Much like surprising, enduring appeal of Chex Mix, it turns out that putting together five or six reliable, if unspectacular, players who complement each other’s contributions perfectly might be all you need to do to create a winning combination.

Everyone has always liked Chex, just as they always liked Rasheed Wallace, but no one really thought you could make a great snack out of it — just like no one thought you could win a championship if Sheed was your best player. Rip is as solid as a mini-bread stick, but no one is really getting too excited about either one. And as with a rye chip, no one even knew they liked Chauncey Billups or Ben Wallace — but it turns out all three were great. Throw in a few well-considered spices (Larry Brown, Tay, Memo Okur) and you have the making of one of the more underrated yet universally appealing and highly successful combinations that the world has ever seen.

For years, most teams spent all their energy looking for Doritos.
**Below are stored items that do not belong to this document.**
PR #4834, opened 2026-01-02
Improve Enum Doc-Comment Formatting in Python

InsertCreativityHere:
In Python, our doc comments (both generated and hand-written) are inconsistent and sub-optimal.

### Comparison of the API reference pages before and after:
CompressBatch Before:
Screenshot 2026-01-02 at 14 54 56
CompressBatch After:
Screenshot 2026-01-02 at 14 55 11

----

EndpointSelectionType Before:
Screenshot 2026-01-02 at 14 55 31
EndpointSelectionType After:
Screenshot 2026-01-02 at 14 55 44

### Current Behavior

Right now, we never generate doc-comments on the enumerators themselves, instead we generate a list of enumerators on the enclosing enum. There are 2 different styles we use at random:
```
Enumerators:

    - Yes:
        Compress the batch requests.

    - No:
        Don't compress the batch requests.
```
and
```
    Enumerators
    -----------
    Random : EndpointSelectionType
        Random causes the endpoints to be arranged in a random order.
    Ordered : EndpointSelectionType
        Ordered forces the Ice runtime to use the endpoints in the order they appeared in the proxy.
```

### What this PR does

We no longer write this list of enumerators in the enum's doc-string.
Enumerator doc-comments are now placed directly on the enumerator itself:
```
class CompressBatch(Enum):
    """
    The batch compression option when flushing queued batch requests.
    """

    Yes = 0
    """
    Compress the batch requests.
    """

    No = 1
    """
    Don't compress the batch requests.
    """
```
This seems more logical, works better with the Python extension in VSCode, and looks better in the generated API reference.

### DIFF
--- a/cpp/src/slice2py/PythonUtil.cpp
+++ b/cpp/src/slice2py/PythonUtil.cpp
@@ -2376,7 +2376,7 @@ Slice::Python::CodeVisitor::writeEnumeratorDocstring(const EnumeratorPtr& p, Out
 
     out << nl << tripleQuotes;
 
-    StringList overview = comment->overview();;
+    StringList overview = comment->overview();
     StringList remarks = comment->remarks();
     StringList seeAlso = comment->seeAlso();
 


cpp/src/slice2py/PythonUtil.cpp
```diff
@@ -1989,12 +1989,13 @@ Slice::Python::CodeVisitor::visitEnum(const EnumPtr& p)
     out << nl << "class " << name << "(" << getImportAlias(p, "enum", "Enum") << "):";
     out.inc();
 
-    writeEnumDocstring(p, out);
+    writeDocstring(p, out, "enum class");
```
InsertCreativityHere, line 1992: Now that we don't generate this list of enumerators in the enum doc-comment, we don't need a special `writeDocString` method for enums.

It can just use the normal `writeDocString` that every other type uses.

cpp/src/slice2py/PythonUtil.cpp
```diff
@@ -1989,12 +1989,13 @@ Slice::Python::CodeVisitor::visitEnum(const EnumPtr& p)
...
 
-    out << nl;
     for (const auto& enumerator : enumerators)
     {
+        out << sp;
```
InsertCreativityHere, line 1996: We weren't generating spaces between enumerators before.
Now we are.

cpp/src/slice2py/PythonUtil.cpp
```diff
@@ -2334,6 +2329,13 @@ Slice::Python::CodeVisitor::writeDocstring(const ContainedPtr& p, Output& out, c
         "The Slice compiler generated this " + generatedType + " from Slice " + p->kindOf() + " ``" + p->scoped() +
         "``.");
```
InsertCreativityHere, line 2331: I just moved these lines down to where we were doing the other writes to `out`. Instead of having these mixed in with where we're gathering doc-strings.

cpp/src/slice2py/PythonUtil.cpp
```diff
@@ -2364,74 +2366,26 @@ Slice::Python::CodeVisitor::writeDocstring(const ContainedPtr& p, Output& out, c
...
-        seeAlso = comment->seeAlso();
-    }
-    if (!remarks.empty())
+    if (!comment)
     {
-        remarks.emplace_back(""); // empty line
+        return;
     }
-    remarks.push_back(
-        "The Slice compiler generated this enum class from Slice " + p->kindOf() + " ``" + p->scoped() + "``.");
```
InsertCreativityHere, line 2401: I decided to not generate this remark for each enumerator, otherwise it looked really noisy seeing this 4 times back-to-back.

It's still on the enum though.

bernardnormier (approved):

Like Michael and Scottie, it was presumed that any team could contend for a title if it just added some Rold Golds to a bag of Doritos and tossed in whatever other filler it could find. But that paradigm has shifted. No longer does anyone expect a single world-class contributor and one complementary piece to seamlessly mesh together into a winning mix.

The Post-Jordan Era, during which the landscape was dominated by temperamental “stars” whose varying commitment to playing basketball properly left even supposedly good teams running rudderless, is over. With a team focused on two highly paid players, all it took was one sensitive ego or one guy with a limited understanding of how to execute consistently and the whole thing became mediocre at best — or a five-year train wreck at worst. Of course, similar situations still arose this season (see the “Munchies” Clippers) and this will always go on to some degree, but, for the most part, even struggling teams like the Knicks, Wolves and Kings were derailed more so by their talent deficiencies than anything else. And a team like Miami showed that banding together behind an unselfish leader and sticking to a unified concept can allow even a very flawed team to overachieve.

Sure, expansion has led to a more watered-down NBA than the one that existed in the 1980s. We may never see powerhouse teams with as potent starting lineups as the Celtics had with DJ, Danny Ainge, Bird, McHale and Parish or the Lakers rolled out with Magic, Byron Scott, Big Game James, AC Green and Kareem. But teams today, even the middling ones, are mostly back to at least trying to build their foundations around the right combination of players playing good basketball again. The Pacers and the Nets aren’t setting any worlds on fire, but they also haven’t been hijacked by players who take the court just trying to look good first and win second. And Portland, through some astute talent recognition and acquisition, has set itself up to follow the Orlando and Detroit model.

Ultimately, it is unlikely that any of Brandon Roy, Danny Granger or Devin Harris will win an NBA MVP. None of them are Doritos. But their GMs and coaches seem to be fine with that. They seem content to build around these guys and bring in other complementary contributors, who while maybe unable to generate a ton of excitement on paper, will come together well enough to get the job done.

Can it work as well for these middling teams of today as it did for the 2004 Pistons and the 2009 Magic? Who knows. It’s difficult to see any team that doesn’t have LeBron, Kobe, Dwyane, Dwight, KG, Duncan or Melo winning a title in the next several years; ultimately, Doritos will always be the best chip.

But last season, we saw Brandon Roy drop 50 in a game and hit a miraculous walk-off three. We saw Danny Granger make nearly as many game-winning shots as his former teammate who donned number #31. We saw Devin Harris become unstoppable with a full head of steam and learn to pump ice through his veins in the clutch.

Sure, it seems unlikely that teams built around guys like this could make a run at the title. Then again, it will certainly be more enjoyable to see teams try a new strategy. And, who knows, I never thought an unmemorable cereal could be the foundation of one of the best snack foods of all time either.